**RECORDS FOR THIS EXERCISE**
PR #2936, opened 2026-01-20
feat(stm): Implementation of the digest trait for the Poseidon hash from Midnight

damrobi:
## Content

This PR includes a wrapper that implements the Digest trait to be used with the Poseidon hash function from Midnight.

## Pre-submit checklist

- Branch
- PR
  - [x] Self-reviewed the diff
  - [x] Reviewer requested
- Documentation
  - [x] No new TODOs introduced

## Comments

Quick summary of the important traits implemented:
 - `Update`: updates the internal buffer with new data, takes a slice of bytes as input.
 - `FixedOutput`: contains the finalize function that outputs the result of the hash, since Poseidon takes base field elements as input there is a conversion from the bytes of the buffer to JubjubBase elements before applying the hash.

I have a question regarding the design of the digest functions:
 - I made it so the update function always pad the data received to a multiple of 32 bytes to make sure we can generate an exact number of JubjubBase elements when computing the hash. This padding can be moved to the finalize function. I did it this way because I wasn't sure how we wanted to handle the case where only one byte is received by the hasher at a time.
  - Example: We feed one byte to the hasher three times: 1u8, 2u8, 3u8. Do we want this to correspond to applying poseidon on three JubjubBase elements Poseidon(F(1), F(2), F(3)) or to one element create from those bytes Poseidon(F(b"0000 0001 0000 0010 0000 0011"))?
  - The current implementation correspond to the first case but it can be changed
 
Last remark, this problem concerns the CPU implementation of Poseidon. In the circuit, we only deal with JubjubBase elements so it is clear what is done. We need to make sure both implementations give the same results.

I think that given the current use of digest in the implementation, it does not matter too much which way we use as the example I gave does not come up but I wanted to check with more people as it might change in the future.

## Issue(s)

Relates to #2942

### DIFF
--- a/mithril-stm/src/lib.rs
+++ b/mithril-stm/src/lib.rs
@@ -137,7 +137,7 @@ use digest::{Digest, FixedOutput};
 use std::fmt::Debug;
 
 #[cfg(feature = "future_snark")]
-use crate::hash::poseidon::MidnightPoseidonDigest;
+use hash::poseidon::MidnightPoseidonDigest;
 
 /// The quantity of stake held by a party, represented as a `u64`.
 pub type Stake = u64;
--- a/Cargo.lock
+++ b/Cargo.lock
@@ -4461,7 +4461,7 @@ dependencies = [
 
 [[package]]
 name = "mithril-stm"
-version = "0.9.6"
+version = "0.9.7"
 dependencies = [
  "anyhow",
  "blake2 0.10.6",
--- a/mithril-stm/CHANGELOG.md
+++ b/mithril-stm/CHANGELOG.md
@@ -5,6 +5,12 @@ All notable changes to this project will be documented in this file.
 The format is based on [Keep a Changelog](https://keepachangelog.com/en/1.0.0/),
 and this project adheres to [Semantic Versioning](https://semver.org/spec/v2.0.0.html).
 
+## 0.9.7 (01-23-2026)
+
+### Added
+
+- Added a Digest trait implementation for the Poseidon hash in `hash`.
+
 ## 0.9.6 (01-23-2026)
 
 ### Added
--- a/mithril-stm/Cargo.toml
+++ b/mithril-stm/Cargo.toml
@@ -1,6 +1,6 @@
 [package]
 name = "mithril-stm"
-version = "0.9.6"
+version = "0.9.7"
 edition = { workspace = true }
 authors = { workspace = true }
 homepage = { workspace = true }


mithril-stm/src/signature_scheme/unique_schnorr_signature/jubjub/poseidon_digest.rs
```diff
@@ -20,8 +23,71 @@ pub(crate) fn compute_poseidon_digest(input: &[BaseFieldElement]) -> BaseFieldEl
...
+impl Update for MidnightPoseidonDigest {
+    fn update(&mut self, data: &[u8]) {
+        // Computes the next multiple of 32 as target length
+        let target_len = (data.len() + 31) & !31;
+        let mut padded_data = Vec::with_capacity(target_len);
+        padded_data.extend_from_slice(data);
+        // Pad the data with zeros on the right to match the target length
+        padded_data.resize(target_len, 0);
+        self.buffer.extend_from_slice(&padded_data);
+    }
```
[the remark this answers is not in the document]
damrobi: A comment was added to reflect that

rrtoledo:
We have a hash function that in circuit takes as input &[Fq] but in CPU takes &[u8] (to satisfy the trait's interfaces). Hence we need to convert somewhere, when updating or finalizing the hasher, the bytes to field elements. 

As we work with prime fields, we cannot directly cast the bytes to field elements. We need to either take fewer bytes than our field's prime and cast, take 32 bytes and check we are under the modulus before casting, or take more bytes and somehow hash them to the field.

p.s. I am trying to be careful saying "somehow hash to field" here and from now on because we may not choose to use  the RFC's function `hash_to_field` for efficiency. We could simply hash with sha256/blake2 and take the modulo of it with a small loss in soundness instead.

 In @kitounliu 's circuit, we always work with field element inputs:
- the Schnorr signature's message is a field element in circuit - so it has already been converted somewhen
- the Merkle tree's leaves' data 
-- `vks` which are group element of Jubjub hence scalar of Bls12-381 
-- the target which should be small (64 bit iirc) and can be directly cast as a field

In this code, we could assume that the hasher's &[u8] input already are Fq's byte representation. In that case, we should add some comments on the Poseidon code stating it (perhaps some assert?) and in registration/signing adding the extra conversion (the target must be cast to Fq, and message hashed to Fq).
---> I think that's fine as long as it is well documented but I would like your opinion.

If we don't want to assume that the hasher's &[u8] input already are Fq's byte representations., for instance for the hash function to be generic, the design become a bit delicate.
First, do we want the property that `hasher.update(a).update(b).finalize() == hasher.update(a || b).finalize()`?

- if yes, we are forced to concatenate new bytes to the state and later on cast the state to scalar elements.
1.  Taking less than 32 bytes when converting to Fq would not be compatible with @kitounliu 's code in circuit.
2. Taking 32 bytes exactly can be compatible if we do a modulo check and somehow hash to field only when needed
3. Taking more than 32 bytes at a time would not be compatible with @kitounliu 's code in circuit.
4. For the remainder (less than 32 bytes), we can (pad and) cast or hash
- if not necessarily,
1. we can pad each update's input. In that case, the padding must be consistent with @kitounliu 's code in circuit.
2. convert each update's input to field element. We have here the same question as before of how many bytes we take at at time.
3. other solutions?

Second, depending on the choice choice above, we may want to restrict the hasher so that the update function takes a "fixed" number of bytes (e.g. at most 32 bytes or a multiple of 32 bytes). We can ensure that with `asserts`.

Maybe I am overthinking, or I missed something out, but we should all agree on what design choice to take.

mithril-stm/src/signature_scheme/unique_schnorr_signature/jubjub/poseidon_digest.rs
```diff
@@ -20,8 +23,71 @@ pub(crate) fn compute_poseidon_digest(input: &[BaseFieldElement]) -> BaseFieldEl
...
+            .map(|chunk| {
+                JubjubBase::from_raw([
+                    u64::from_le_bytes(chunk[0..8].try_into().unwrap()),
+                    u64::from_le_bytes(chunk[8..16].try_into().unwrap()),
+                    u64::from_le_bytes(chunk[16..24].try_into().unwrap()),
+                    u64::from_le_bytes(chunk[24..32].try_into().unwrap()),
+                ])
+            })
+            .collect::<Vec<JubjubBase>>();
+        let result: JubjubBase = PoseidonChip::<JubjubBase>::hash(&poseidon_input);
```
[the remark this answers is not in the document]
damrobi: A test was added to check for this behavior

mithril-stm/src/signature_scheme/unique_schnorr_signature/jubjub/poseidon_digest.rs
```diff
@@ -20,8 +23,71 @@ pub(crate) fn compute_poseidon_digest(input: &[BaseFieldElement]) -> BaseFieldEl
...
+        let poseidon_input = self
+            .buffer
+            .chunks_exact(32)
+            .map(|chunk| {
+                JubjubBase::from_raw([
+                    u64::from_le_bytes(chunk[0..8].try_into().unwrap()),
+                    u64::from_le_bytes(chunk[8..16].try_into().unwrap()),
+                    u64::from_le_bytes(chunk[16..24].try_into().unwrap()),
+                    u64::from_le_bytes(chunk[24..32].try_into().unwrap()),
+                ])
```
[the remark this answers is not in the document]
damrobi: Added a comment in the code to reflect that

mithril-stm/src/hash/poseidon.rs
```diff
@@ -0,0 +1,207 @@
...
+impl FixedOutput for MidnightPoseidonDigest {
+    fn finalize_into(self, out: &mut Output<Self>) {
+        // The data is padded during the call to the update function
+        // so there should always be a multiple of 32 bytes in the buffer
+        // We are taking chunks of 32 u8 so it should be fine to unwrap
+        let poseidon_input = self
+            .buffer
+            .chunks_exact(32)
+            .map(|chunk| {
+                // The from_raw function performs a modular reduction so
```
hjeljeli32, line 62: - Here, the digest wrapper converts each 32-byte chunk into a JubjubBase using from_raw, which performs a modular reduction.
- This mapping is not injective: in general, different 32-byte values can map to the same field element after reduction.

- This is perfectly fine if the intended invariant is that all inputs passed to this digest already represent canonical JubjubBase elements, which would match how the circuit handles field elements.

- Could we confirm that this invariant always holds for the Merkle tree usage (leaf / node encodings)?

- If this invariant is guaranteed upstream, using from_bytes_le (or otherwise enforcing canonical encodings) could make this assumption explicit. 

Sorry @damrobi I remember we discussed this point previously but I still feel not very confident about it.

mithril-stm/src/hash/poseidon.rs
```diff
@@ -0,0 +1,207 @@
...
+        let mut digest_result_bytes = [0u8; 32];
+        digest_result_bytes.copy_from_slice(&digest_result);
+        let digest_result_elem = JubjubBase::from_bytes_le(&digest_result_bytes).unwrap();
+        let poseidon_result = PoseidonChip::<JubjubBase>::hash(&[elem]);
+
+        assert_eq!(digest_result_elem, poseidon_result);
+    }
+
+    #[test]
+    fn test_digest_impl_empty_byte_array() {
```
hjeljeli32, line 153: @damrobi 
I see that the digest explicitly supports empty input, and this behavior is covered by this test.

Just to double-check: is Poseidon over an empty input something we expect to rely on in practice or is this mainly for completeness?

mithril-stm/src/membership_commitment/merkle_tree/tree.rs
```diff
@@ -390,6 +392,164 @@ mod tests {
             assert!(t.to_merkle_tree_batch_commitment().verify_leaves_membership_from_batch_path(&batch_values, &deserialized).is_ok());
         }
     }
+
+    #[cfg(feature = "future_snark")]
+    mod poseidon_digest {
```
hjeljeli32, line 399: Nice coverage: this exercises the generic Merkle tree API with MidnightPoseidonDigest (paths, batch paths, serde).
One potential gap: these tests validate Merkle correctness given the digest, but they don’t validate the byte encoding contract for Poseidon inputs (i.e., that Merkle node/leaf bytes are canonical field element encodings, avoiding unintended modular reductions/collisions).
Do we want at least one small vectored test that makes this invariant explicit?

mithril-stm/src/membership_commitment/merkle_tree/tree.rs
```diff
@@ -390,6 +392,164 @@ mod tests {
...
+        use super::*;
```
hjeljeli32, line 400: @damrobi 
Sorry if I’m missing something here, but I’d like to clarify the intent of these tests.
In these Poseidon-specific tests, we build the Merkle tree with MerkleTreeConcatenationLeaf and use Blake2b to generate 32-byte chunks for paths.
Why are we still relying on concatenation leaves and Blake2b here, instead of SNARK-oriented leaves and Poseidon throughout?
Understanding the intended use case of these tests would help me.

hjeljeli32 (commented):
LGTM. I just left a few comments/suggestions.

mithril-stm/src/hash/poseidon.rs
damrobi: Hello @hjeljeli32, you are very correct with your comment. We've been discussing with @rrtoledo what is the best way to convert bytes to field element. I was using `from_raw` as a sort of security measure to make sure we never have a failure in the finalize function but if we know for sure the inputs of the digest are JubjubBase elements then we can use other conversion functions. I need to do more some benchmarking between `from_raw` and `from_bytes_le` to see which one is faster. I also want to check the function `from_raw_bytes` which could be even better.

mithril-stm/src/hash/poseidon.rs
damrobi: I added this test following Copilot recommendation and I saw that the midnight poseidon behavior for empty input is to return the zero value of JubjubBase. It can be worth discussing if we want to follow the same behavior or not.

mithril-stm/src/membership_commitment/merkle_tree/tree.rs
damrobi: Indeed it seems important to test what happens when this contract is not respected. I will add a test for that.

mithril-stm/src/membership_commitment/merkle_tree/tree.rs
damrobi: I forgot to add a comment for those tests so you're confusion is understandable. The Snark leafs are not implemented yet on this branch so I could not perform the full tests. Those tests were used mainly to see if the Digest trait implementation for Poseidon was working correctly. I will update them as soon as we have the `MerkleTreeSnarkLeaf` implemented.

mithril-stm/src/membership_commitment/merkle_tree/tree.rs
damrobi: I thought about such a test but I am not sure how to add it. For now I added a test showing the collision behavior of the poseidon digest when the input of the digest in not handled carefully

mithril-stm/src/hash/poseidon.rs
rrtoledo: In our current context, all inputs should already be Fq so it should be fine. But if we reuse this hash elsewhere potentially not and that can be dangerous. In that case, we would need to use a `hash_to_field` or something but using a map like this at all times would be incompatible with @kitounliu's circuit.

mithril-stm/src/hash/poseidon.rs
```diff
@@ -0,0 +1,264 @@
+use digest::generic_array::typenum::U32;
+use digest::{FixedOutput, HashMarker, Output, OutputSizeUser, Reset, Update};
+use midnight_circuits::{hash::poseidon::PoseidonChip, instructions::hash::HashCPU};
+use midnight_curves::Fq as JubjubBase;
+
+/// Wrapper to implement the Digest trait for the Poseidon hash function
+/// We need this implementation to keep the merkle tree implementation
+/// generic over the Digest used.
+/// This implementation differs from the usual behavior of the digest
+/// update as documented in the update implementation.
```
jpraynaud, line 11:
```suggestion
/// Wrapper to implement the Digest trait for the Poseidon hash function
/// We need this implementation to keep the Merkle tree implementation
/// generic over the Digest used.
///
/// This implementation differs from the usual behavior of the digest
/// update as documented in the update implementation.
```

mithril-stm/src/hash/poseidon.rs
```diff
@@ -0,0 +1,264 @@
...
+    /// always represent an element of JubjubBase before calling it.
+    /// A potential way to make sure we don't loose a bit of information
+    /// could be to only allow the update function to take a maximum of 32 bytes
+    /// at a time. It would be a sort of check that makes sure we're not calling
+    /// this function on "wrong" inputs somewhere in the code
+    ///
+    /// The function is also using a padding which deviates from the tradition usage
+    /// of the digest in which update([1]).update([2]) gives the same result as
+    /// update([1, 2]). We leave this functionality as is for now since this
+    /// function is only used for the merkle tree and we prefer this behavior
```
jpraynaud: Maybe this just needs to be a comment not a doc comment?

mithril-stm/src/lib.rs
```diff
@@ -128,12 +130,13 @@ pub use signature_scheme::{
...
 pub use signature_scheme::{SchnorrSigningKey, SchnorrVerificationKey, UniqueSchnorrSignature};
 
-#[cfg(feature = "future_snark")]
-use blake2::digest::consts::U64;
 use blake2::{Blake2b, digest::consts::U32};
 use digest::{Digest, FixedOutput};
 use std::fmt::Debug;
 
+#[cfg(feature = "future_snark")]
+use crate::hash::poseidon::MidnightPoseidonDigest;
```
jpraynaud:
```suggestion
#[cfg(feature = "future_snark")]
use hash::poseidon::MidnightPoseidonDigest;
```

PR #601, opened 2016-10-24
add detect-port

xudafeng:
https://www.npmjs.com/package/detect-port

detect port with ease, dependents number 102


xudafeng:
@sindresorhus

sindresorhus:

PR #602, opened 2016-10-24
Added 'switchit' - cli app framework

israelroldan:
switchit is a framework to build modern OOP-based, promise-aware command-line applications and I believe it should be included in the awesome-node list! :)


sindresorhus:
Nice work, but too much OOP for my taste. Seems like classes and inheritance are used in many places just for the sake of it. I personally much prefer [`yargs`](https://github.com/yargs/yargs/).

PR #605, opened 2016-10-31
Add lowdb

typicode:
Hi,

[Lowdb](https://github.com/typicode/lowdb) is a small database built on Lodash API. It's simple and works well when you need a local database for a CLI, small server or Electron app.

It's also flexible, you can use custom format, storage, etc... and add methods.


typicode:
Thank you :)

PR #607, opened 2016-10-31
Add node-uuid

john-pettigrew:
Added a great library for generating UUIDs.


sindresorhus:
Looks like one of its forks are better maintained: https://github.com/defunctzombie/node-uuid

I don't see the immediate gain of having this in the list. It's easily searchable: https://npms.io/search?q=uuid

PR #608, opened 2016-10-31
Add superagent

john-pettigrew:
Added a library for really easy HTTP test assertions.


sindresorhus:
Thanks, but I'm gonna pass on this. I've used SuperTest before and it's API is just too magic. `.expect()` is way too overloaded and it makes it really hard to read the assertions. There are better HTTP assertion libs on npm.

ewnd9:
@sindresorhus A part of your reasoning for declining #608:

> I've used SuperTest before and it's API is just too magic. .expect() is way too overloaded and it makes it really hard to read the assertions

But `supertest` is still valuable just for wrapping an http server and sending requests.

E.g. there is the ["Endpoint testing"](https://github.com/avajs/ava/blob/master/docs/recipes/endpoint-testing.md) recipe in `ava` docs which includes `supertest` but uses `ava` assertions.

Maybe it might still be added with a note about avoiding the builtin assertions?

PR #609, opened 2016-11-01
Add make-license

accraze:
Added a CLI that generates LICENSE files for your open source projects.


sindresorhus:
Thanks for the suggestion, but I'm going to pass on this. The CLI tools list is growing too large and I need to be very picky about what I add there.

PR #615, opened 2016-11-04
Add krakenjs

flybayer:


sindresorhus:

PR #616, opened 2016-11-09
Add IMObject class

ReedD:
IMObject is a class that allows you to cast standard JavaScript objects into deep/nested immutable objects. This class is useful for instantiating configuration objects or similar such constants that should never be altered. Once set, properties cannot be added or altered without an exception being thrown.


sindresorhus:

**REQUIRED WORK**
Your job is to print exactly the lines that run from the top of the entries through the line with "bytes as input.", and no others.

**TASK RESPONSE**
PR #2936, opened 2026-01-20
feat(stm): Implementation of the digest trait for the Poseidon hash from Midnight

damrobi:
## Content

This PR includes a wrapper that implements the Digest trait to be used with the Poseidon hash function from Midnight.

## Pre-submit checklist

- Branch
- PR
  - [x] Self-reviewed the diff
  - [x] Reviewer requested
- Documentation
  - [x] No new TODOs introduced

## Comments

Quick summary of the important traits implemented:
 - `Update`: updates the internal buffer with new data, takes a slice of bytes as input.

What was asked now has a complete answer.